The Harvard Law School Library had three books bound in what was thought to be human skin. One provoked extra interest because of the morbid inscription on its final page: “The bynding of this booke is all that remains of my dear friende Jonas Wright, who was flayed alive by the Wavuma on the Fourth Day of August, 1632. King Mbesa did give me the book, it being one of poore Jonas chiefe possessions, together with ample of his skin to bynd it. Requiescat in pace.” Unfortunately for fans of anthropodermic bibliopegy, tests proved that the binding was sheepskin instead. However, it is always possible that the book was rebound.
Some books have been tested and turned out to be genuine. The Surgeons’ Hall Museums has a curious pocketbook which has been proven to be anthropodermic bibliopegy. Stamped into the pebbled leather are the words “BURKE’S SKIN POCKET BOOK” and “EXECUTED 28 JAN 1829.” Medical historian Lindsey Fitzharris has noted that anthropodermic bibliopegy was historically done for three reasons: punishment, memorialization, and collection. Burke falls into the first category. He was a notorious serial killer posing as a body snatcher in the early 19th century; under Britain’s Murder Act, when he was caught and convicted, he was publicly dissected so as to be made an example of and his skin used for the bindings. This pocketbook makes no secrets of its background with its embossed cover.

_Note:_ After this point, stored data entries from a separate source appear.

PR #7129, opened 2026-04-24
Add send_template_email and deduplicate common email handling

tjps:


stefan0xC:
Why? What problem does this solve?

tjps:
I like to read the source for things I used and noticed a repeated pattern. For things I maintain I'm always happy to see a patch that maintains functionality and reduces LoC, and assumed that would be the case here.

BlackDex:
This doesn't seem like an improvement too me.
It makes it less clear which data is sent from where, and also adds another macro.

If anything, this also could have been solved much much easier by just adding those common fields into the `get_text` function and merge it with provided one. But leaving those items at the specific mail functions provides a clear notice which template values are used/needed i think.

By contrast, the cover of Houghton Library’s human skin book is free from decoration; the man who bound it wrote, “This book is bound in human skin parchment on which no ornament has been stamped to preserve its elegance. By looking carefully you easily distinguish the pores of the skin. A book about the human soul deserved to have a human covering: I had kept this piece of human skin taken from the back of a woman. It is interesting to see the different aspects that change this skin according to the method of preparation to which it is subjected. Compare for example with the small volume I have in my library, Sever. Pinaeus de Virginitatis notis which is also bound in human skin but tanned with sumac.” The volume referenced is now in the Wellcome Collection and is a treatise on female virginity.

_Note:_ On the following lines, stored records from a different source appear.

PR #7137, opened 2026-04-25
Update secure context requirements in README.md

realfunnyguy:
It is my understanding that most browsers require https to use web crypto apis and these apis wont function over localhost at all. With this in mind, i don't see the need to keep this port 8000 blurb here.

### DIFF
--- a/README.md
+++ b/README.md
@@ -60,7 +60,7 @@ A nearly complete implementation of the Bitwarden Client API is provided, includ
 
 > [!IMPORTANT]
 > The web-vault requires the use a secure context for the [Web Crypto API](https://developer.mozilla.org/en-US/docs/Web/API/Web_Crypto_API).
-> That means it will only work via `http://localhost:8000` (using the port from the example below) or if you [enable HTTPS](https://github.com/dani-garcia/vaultwarden/wiki/Enabling-HTTPS).
+> That means it will only work via [HTTPS](https://github.com/dani-garcia/vaultwarden/wiki/Enabling-HTTPS).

Philadelphia’s Mutter Museum owns five examples of anthropodermic bibliopegy; startling, three have been bound using the skin of the same woman, Mary Lynch. Lynch, unlike Burke, was not a criminal but a hospital patient who died of trichinosis after a short stay. Her doctor was responsible for taking her skin and using it to bind the books. The female subject matter of these books—Speculations on the Mode and Appearances of Impregnation in the Human Female, Le Nouvelles Decouvertes sur Toutes les Parties Principales de L’Homme et de la Femme, and Recueil des Secrets de Louyse Bourgeois—suggests a perceived connection between the interior and exterior of the books. Similarly, one 1793 edition of the Marquis de Sade’s Justine Et Juliette, an erotic novel, was rumored to have used the skin from a woman’s breast.

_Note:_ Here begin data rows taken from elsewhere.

PR #7144, opened 2026-04-27
Apply `duration_suboptimal_units` lint findings

dfunkt:
Quote from lint description:
"Using a smaller unit for a duration that is evenly divisible by a larger unit reduces readability. Readers have to mentally convert values, which can be error-prone and makes the code less clear."


BlackDex:
Nice, strange way to notate them at all like this though.

BlackDex (approved):

PR #7154, opened 2026-04-28
Dummy identifier need to pass for a guid

Timshel:
Since client version `2026-3.1` the `organizationId` need to pass the `isId` check [cf](https://github.com/bitwarden/clients/blob/web-v2026.3.1/apps/web/src/app/auth/organization-invite/accept-organization.component.ts#L137)
Which mean passing `guidRegex = /^[0-9a-f]{8}-(?:[0-9a-f]{4}-){3}[0-9a-f]{12}$/i`

### DIFF
--- a/src/sso.rs
+++ b/src/sso.rs
@@ -17,7 +17,7 @@ use crate::{
     CONFIG,
 };
 
-pub static FAKE_SSO_IDENTIFIER: &str = "vaultwarden-dummy-oidc-identifier";
+pub static FAKE_SSO_IDENTIFIER: &str = "00000000-01DC-01DC-01DC-000000000000";
 
 static SSO_JWT_ISSUER: LazyLock<String> = LazyLock::new(|| format!("{}|sso", CONFIG.domain_origin()));
 


BlackDex:
Hmm, i have not encountered it during my tests.
Via which way would this happen?

I'm fine with merging this though, just curious.

BlackDex (approved):

Timshel:
A yes sorry,
 it's triggered for an admin invite when SSO is enabled ([cf](https://github.com/dani-garcia/vaultwarden/blob/7cf0c5d67eb81c8b4f2e86b5c8d030bb330faa28/src/api/admin.rs#L319)).
 
 Edit: you can test it even without a provider since it will fail when opening the link.

BlackDex:
@Timshel I might have been to quick with merging. You also need to update that special endpoint so it will not trigger the OrgMember check.

If you could create a followup on this, Ill merge that quickly.

Timshel:
@BlackDex o yeah :(, I'll make it now

PR #7157, opened 2026-04-28
Fix hardcoded sso identifier

Timshel:
Correct the modified value from https://github.com/dani-garcia/vaultwarden/pull/7154


BlackDex (approved):

BlackDex:
Thanks! I tested it locally, and that works just fine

The practice of anthropodermic bibliopegy ended in the late 19th century and there are no known 20th century examples. It’s also important to bear in mind that many of the “donors” didn’t give their consent and—in the case of Burke and other criminals—using their skin in bindings was an additional means to publicly make an example of them. It would certainly be illegal today, yet many museums and libraries contain books which make this dubious claim to notoriety. However, historically it has been difficult to verify the truth behind such claims. With the advent of peptide mass fingerprinting, a test which analyzes the remaining proteins, bindings can finally undergo tests with little to no damage. The Anthropodermic Book Project is working to identify human skin bindings for books and, at last count, have confirmed 18. While there have never been very many cases of anthropodermic bibliopegy, now that libraries are able to test their books without harming them, we’re bound to discover additional examples.